I later receive a call from The Florida Department of Health, asking me to detail my experience, timeline of symptoms and testing. I am asked to identify any person or place I have had contact with during my incubation period, and illness and l am relieved to only report my roommates. Even though it was difficult and emotionally taxing at times, I am reassured and proud of our decision to home quarantine for such a long period of time. I hang up the phone, and am finally able to take a deep breath, knowing that my COVID-19 experience is finally over. However, again I am met with guilt, knowing many will not be as lucky.

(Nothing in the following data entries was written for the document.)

PR #1417, opened 2024-09-13
Feat/s62a curated

paul-dragan-spartaglobal:
image
vanila curated similar to Gareth's view in minpins


ChrisToppingKandC:
@paul-dragan-spartaglobal can you create a unit test notebook for s62 and make sure it all passes? You can copy the appeal-document one and amend accordingly. Thanks.

paul-dragan-spartaglobal:
added s62a unit testing for data to go through all layers and match with multiple tables 
s62a vc

ChrisToppingKandC (approved):

PR #1430, opened 2024-09-19
Feat/1391 nsip project

IsminiA:
- Created new curated notebook : nsip_data_only_horizon
 - updated the py_unit_tests_functions with more tests for the new curated migatrion layer.
 - Updated py_unit_tests_nsip_project with more tests from the new migration curated layer.


workspace/notebook/py_unit_tests_functions.json
```diff
@@ -315,6 +315,128 @@
...
+							"deleting": false
+						}
+					}
+				},
+				"source": [
+					"## Define the harmonise table that only includes horizon data, and the latest record per primary id.\r\n",
+					"def harmonise_df_hzn(hrm_table: str, primary_key: str) -> DataFrame:\r\n",
+					"    df_harmonise_only_hzn: DataFrame = spark.sql(f\"\"\"\r\n",
+					"    select *\r\n",
+					"    from {hrm_db_name}.{hrm_table_final} tbl_1\r\n",
```
muhammadkc, line 337: in this function, the parameter `hrm_table` is not being used anywhere. And the two variables `hrm_db_name`, `hrm_table_final` that are being used don't exist. May be we can use the hrm_table instead?

PR #1437, opened 2024-09-23
disabled provider registration

ChrisToppingKandC:
Disabled provider registration. This is a temporary measure while we investigate more time to upgrade to version 4.

Pipeline succeeded - results here https://dev.azure.com/planninginspectorate/operational-data-warehouse/_build/results?buildId=93113&view=results


beejjacobs (approved):
I'd probably just apply this to the ODT and Horizon providers, but happy to approve this anyway.

PR #1458, opened 2024-10-02
Skip failing tests until we fix them

Syed-KC:
Currently we have these tests failing due to issues with their respective notebooks

- test_entraid.py
- test_function_gettimesheets.py
- test_nsip_s51_advice.py

There is already a bug raised for [test_entraid.py](https://pins-ds.atlassian.net/browse/THEODW-1389) and others will be added. As part of the bug tickets it is noted that the tests' should be turned back on as part of completing the ticket.


Syed-KC:
I'm closing this pull request because we have found the errors and there's no point skipping them now

PR #1488, opened 2024-10-15
Theodw 1396 update py unit tests appeals has

Syed-KC:
Added unit tests for py_unit_tests_appeals_has which has been renamed for consistency. Also updated a function and the corresponding call.


workspace/testing/tests/test_appeals_has.py
```diff
@@ -0,0 +1,66 @@
+import pytest
+import pipelineutils
+import constants
+import warnings
+
+def test_appeal_event_notebook(credential_name, azure_credential, synapse_endpoint: str):
```
ChrisToppingKandC, line 6: The function needs to be named correctly.

workspace/notebook/py_unit_tests_appeals_has.json
ChrisToppingKandC, line 1: Renaming of notebooks can often cause errors when publishing.

ChrisToppingKandC (changes requested):
Added a couple of comments.

workspace/notebook/py_unit_tests_appeals_has.json
Syed-KC: is there any way to do it without it causing issues?

workspace/testing/tests/test_appeals_has.py
Syed-KC: pushed a commit to fix this

workspace/notebook/py_unit_tests_appeals_has.json
ChrisToppingKandC: Yeah possibly directly i the json file rather than the UI but for now can you name it back to the original name so we can make progress and revisit the naming a bit later? Thanks.

Syed-KC: ok sure

Syed-KC: it's done

ChrisToppingKandC (approved):

PR #1489, opened 2024-10-16
creating vars for horizon and sub id in agent-plan, and also upgradin…

m-juckes-pins:
Infra upgrades
upgrading terraform to 1.9.6


workspace/trigger/tr_daily_7days_2100.json
ChrisToppingKandC, line 1: @m-juckes-pins can you remove this change please? Thanks. Otherwise OK.

ChrisToppingKandC (changes requested):
See comment.

workspace/trigger/tr_daily_7days_2100.json
m-juckes-pins: there was a git conflict so had to bring your change in. Not sure if you mean the extra line on the bottom? This will happen anyway as we should be using pre-commit across all projects as it is best practice

ChrisToppingKandC (approved):

PR #1499, opened 2024-10-24
Theodw 1405 update py unit tests service user notebook based on appeals document template and patterns

Syed-KC:
Added tests to service user
Updated py_unit_tests_functions and calls to it
Create pytest script to call service user notebook


workspace/notebook/py_unit_tests_service_user.json
```diff
@@ -598,7 +694,7 @@
 					"SELECT * \n",
 					"FROM\n",
 					"odw_curated_db.nsip_representation AS reps \n",
-					"INNER JOIN odw_curated_db.service_user AS suser\n",
+					"INNER JOIN odw_curated_db.appeal.service_user AS suser\n",
```
muhammadkc, line 697: @Syed-KC  is this supposed to be `odw_curated_db.appeal_service_user` instead?

Syed-KC: good catch! yeah it is supposed to be that, is it easy for you to change or shall I do a new commit?

muhammadkc: I'll update it no problem

muhammadkc (approved):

Aftermath: Since contracting COVID-19 I have physically recovered but am still dealing with the mental repercussions. When watching the news and seeing the death toll rise, I am met with a feeling of guilt and unease. I see reports of healthy young people, falling fatally ill and it is difficult for me to process how I was able to fully recover from the same exact illness. I have since signed up to be a plasma donor to aid recovering patients. I often feel confused and alone as I do not have anyone to speak to who can relate to what I have experienced.
I grow increasingly frustrated watching my peers neglect social distancing guidelines, working out in groups and having house parties. I hear many talking about how young people do not have to worry, and am reminded of the painful, frightening hours I laid awake in bed, feeling more ill than I ever had before. Every single person has a responsibility to help control the spread of COVID-19. Young people are not invincible. I will never again take my health for granted.